#### WORK INSTRUCTION:
Copy out each line of the data that includes the string "False".

(Data items)
════

PR #112, opened 2021-05-07
All ScanReportFields are now set to 'Pass from Source' by default

simon-tarr:
This PR sets all ScanReportFields to "Pass from Source" by default (on scan report upload). This ultimately changes the number of items in the data dictionary list view (and therefore what data is sent to NLP).

This change has been implemented because it's probably better to allow users to select which field values they should let through, rather than having them filter out everything that they don't want to send to NLP (i.e. is quick to let data through than it is to filter out everything that isn't required)


api/mapping/services.py
```diff
@@ -133,7 +133,7 @@ def process_scan_report(scan_report_id):
                         is_patient_id=False,
                         is_date_event=False,
                         is_ignore=False,
-                        pass_from_source=False,
+                        pass_from_source=True,
```
py5gol, line 136: @simon-tarr, could you set pass_from_source default equals True in the models instead of here. It will make sure that we got this rule independent from where we create the object.

py5gol (changes requested):

simon-tarr:
Hi @py5gol, set pass_from_source=True at the model level as requested. I've also merged master with this branch so you should be good to merge if you're happy with the latest change (y)

py5gol (approved):

py5gol (approved):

════

#### SOLUTION TO THE EXERCISE:
                         is_patient_id=False,
                         is_date_event=False,
                         is_ignore=False,
-                        pass_from_source=False,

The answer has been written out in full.